'''

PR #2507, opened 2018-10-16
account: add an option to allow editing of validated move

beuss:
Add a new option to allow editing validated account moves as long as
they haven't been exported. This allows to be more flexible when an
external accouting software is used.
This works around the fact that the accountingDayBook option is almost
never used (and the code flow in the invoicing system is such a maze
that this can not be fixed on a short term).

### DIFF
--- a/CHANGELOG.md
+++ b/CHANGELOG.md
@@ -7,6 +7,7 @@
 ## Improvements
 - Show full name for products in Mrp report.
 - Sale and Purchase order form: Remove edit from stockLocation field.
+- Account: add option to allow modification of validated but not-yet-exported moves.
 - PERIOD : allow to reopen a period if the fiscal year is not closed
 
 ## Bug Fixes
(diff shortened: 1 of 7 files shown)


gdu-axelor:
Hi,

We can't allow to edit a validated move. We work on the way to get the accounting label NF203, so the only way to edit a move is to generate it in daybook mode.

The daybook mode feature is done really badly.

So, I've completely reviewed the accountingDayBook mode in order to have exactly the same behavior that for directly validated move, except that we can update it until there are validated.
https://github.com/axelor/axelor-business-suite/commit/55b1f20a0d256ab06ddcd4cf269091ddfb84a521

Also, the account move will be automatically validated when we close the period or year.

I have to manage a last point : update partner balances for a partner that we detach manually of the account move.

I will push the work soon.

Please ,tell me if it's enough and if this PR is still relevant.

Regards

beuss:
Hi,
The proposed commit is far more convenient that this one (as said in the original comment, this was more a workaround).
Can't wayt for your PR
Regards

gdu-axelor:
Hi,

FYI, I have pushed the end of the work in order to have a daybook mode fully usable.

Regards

'''
'''

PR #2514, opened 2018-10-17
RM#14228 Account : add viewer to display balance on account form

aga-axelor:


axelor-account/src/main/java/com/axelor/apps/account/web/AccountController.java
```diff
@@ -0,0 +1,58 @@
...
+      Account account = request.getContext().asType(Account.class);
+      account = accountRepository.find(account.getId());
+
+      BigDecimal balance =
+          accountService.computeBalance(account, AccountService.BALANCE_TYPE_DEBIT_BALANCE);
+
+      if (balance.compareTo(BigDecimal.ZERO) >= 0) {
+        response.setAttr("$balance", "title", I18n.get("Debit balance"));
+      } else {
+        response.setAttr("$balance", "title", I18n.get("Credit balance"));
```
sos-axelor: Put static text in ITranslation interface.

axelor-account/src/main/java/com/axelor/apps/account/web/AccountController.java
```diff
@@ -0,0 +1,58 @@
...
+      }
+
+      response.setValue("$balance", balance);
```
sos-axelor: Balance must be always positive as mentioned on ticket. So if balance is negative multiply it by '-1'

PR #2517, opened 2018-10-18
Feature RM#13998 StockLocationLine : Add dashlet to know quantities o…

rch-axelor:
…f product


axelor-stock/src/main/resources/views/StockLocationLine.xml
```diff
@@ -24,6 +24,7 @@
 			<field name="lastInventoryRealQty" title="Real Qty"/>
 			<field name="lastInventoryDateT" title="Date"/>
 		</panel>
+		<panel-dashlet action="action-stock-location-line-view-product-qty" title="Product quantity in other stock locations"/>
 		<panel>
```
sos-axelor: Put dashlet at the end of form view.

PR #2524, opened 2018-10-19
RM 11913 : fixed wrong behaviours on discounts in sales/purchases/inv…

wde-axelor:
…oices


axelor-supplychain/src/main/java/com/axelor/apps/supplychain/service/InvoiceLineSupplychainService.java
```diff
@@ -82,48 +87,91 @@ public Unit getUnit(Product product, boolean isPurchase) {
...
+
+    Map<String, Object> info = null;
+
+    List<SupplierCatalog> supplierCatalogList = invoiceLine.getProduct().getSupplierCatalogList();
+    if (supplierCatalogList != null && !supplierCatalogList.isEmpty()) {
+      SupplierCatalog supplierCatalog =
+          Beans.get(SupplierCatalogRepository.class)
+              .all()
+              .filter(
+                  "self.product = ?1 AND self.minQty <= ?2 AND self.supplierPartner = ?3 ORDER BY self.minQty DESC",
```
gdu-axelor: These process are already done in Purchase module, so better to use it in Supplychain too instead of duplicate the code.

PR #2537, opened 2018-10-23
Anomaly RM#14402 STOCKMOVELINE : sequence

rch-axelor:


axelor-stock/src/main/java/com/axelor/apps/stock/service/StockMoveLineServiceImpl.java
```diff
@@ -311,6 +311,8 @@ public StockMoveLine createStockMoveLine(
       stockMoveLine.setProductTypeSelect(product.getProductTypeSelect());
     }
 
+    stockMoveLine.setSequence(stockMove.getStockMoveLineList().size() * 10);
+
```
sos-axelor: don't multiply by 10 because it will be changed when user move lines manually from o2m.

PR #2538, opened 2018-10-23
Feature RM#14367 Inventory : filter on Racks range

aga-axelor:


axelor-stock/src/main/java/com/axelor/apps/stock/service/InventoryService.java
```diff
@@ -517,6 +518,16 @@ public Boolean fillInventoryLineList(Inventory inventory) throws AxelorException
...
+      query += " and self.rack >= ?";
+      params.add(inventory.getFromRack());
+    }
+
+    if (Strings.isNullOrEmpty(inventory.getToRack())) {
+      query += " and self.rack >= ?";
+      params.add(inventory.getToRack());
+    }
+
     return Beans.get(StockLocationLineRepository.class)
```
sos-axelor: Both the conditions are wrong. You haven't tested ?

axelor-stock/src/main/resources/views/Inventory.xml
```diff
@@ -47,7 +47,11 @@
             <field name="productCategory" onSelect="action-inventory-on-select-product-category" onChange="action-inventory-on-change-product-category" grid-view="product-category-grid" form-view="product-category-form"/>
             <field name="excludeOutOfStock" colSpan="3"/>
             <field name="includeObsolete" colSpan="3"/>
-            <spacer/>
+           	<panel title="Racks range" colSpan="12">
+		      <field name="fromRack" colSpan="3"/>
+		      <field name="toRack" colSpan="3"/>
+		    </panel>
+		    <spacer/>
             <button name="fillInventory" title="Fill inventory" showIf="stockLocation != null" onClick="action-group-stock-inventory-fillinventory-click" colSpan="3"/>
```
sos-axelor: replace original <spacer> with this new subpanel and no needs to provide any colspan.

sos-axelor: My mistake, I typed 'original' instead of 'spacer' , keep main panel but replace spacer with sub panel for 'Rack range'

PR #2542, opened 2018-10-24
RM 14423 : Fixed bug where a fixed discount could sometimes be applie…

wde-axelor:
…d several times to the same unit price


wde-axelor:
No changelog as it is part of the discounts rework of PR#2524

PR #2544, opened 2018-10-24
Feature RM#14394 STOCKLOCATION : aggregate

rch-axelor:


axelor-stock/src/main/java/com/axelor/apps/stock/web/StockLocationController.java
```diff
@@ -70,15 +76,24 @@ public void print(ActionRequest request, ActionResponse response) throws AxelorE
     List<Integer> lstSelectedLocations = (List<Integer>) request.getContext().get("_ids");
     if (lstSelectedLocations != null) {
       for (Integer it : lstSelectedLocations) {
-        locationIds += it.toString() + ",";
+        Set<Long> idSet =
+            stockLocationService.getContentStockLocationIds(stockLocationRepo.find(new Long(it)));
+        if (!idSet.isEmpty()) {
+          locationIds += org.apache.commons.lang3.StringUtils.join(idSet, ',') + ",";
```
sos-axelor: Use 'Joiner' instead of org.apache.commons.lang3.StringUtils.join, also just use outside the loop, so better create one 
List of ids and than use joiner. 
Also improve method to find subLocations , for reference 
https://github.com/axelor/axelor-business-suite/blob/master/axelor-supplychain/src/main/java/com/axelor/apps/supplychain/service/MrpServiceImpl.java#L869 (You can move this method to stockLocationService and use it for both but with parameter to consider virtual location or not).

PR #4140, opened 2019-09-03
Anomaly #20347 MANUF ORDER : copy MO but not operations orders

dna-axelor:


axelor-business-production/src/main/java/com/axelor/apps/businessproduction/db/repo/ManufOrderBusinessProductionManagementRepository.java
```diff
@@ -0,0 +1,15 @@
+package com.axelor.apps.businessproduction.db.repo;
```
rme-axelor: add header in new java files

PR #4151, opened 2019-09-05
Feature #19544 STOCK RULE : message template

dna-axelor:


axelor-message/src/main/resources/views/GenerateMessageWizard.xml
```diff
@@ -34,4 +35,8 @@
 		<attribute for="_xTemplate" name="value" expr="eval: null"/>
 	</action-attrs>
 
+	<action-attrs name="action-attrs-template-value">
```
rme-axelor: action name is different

'''

Within the listing, how many lines hold the word "editing"? Answer with the number by itself.

2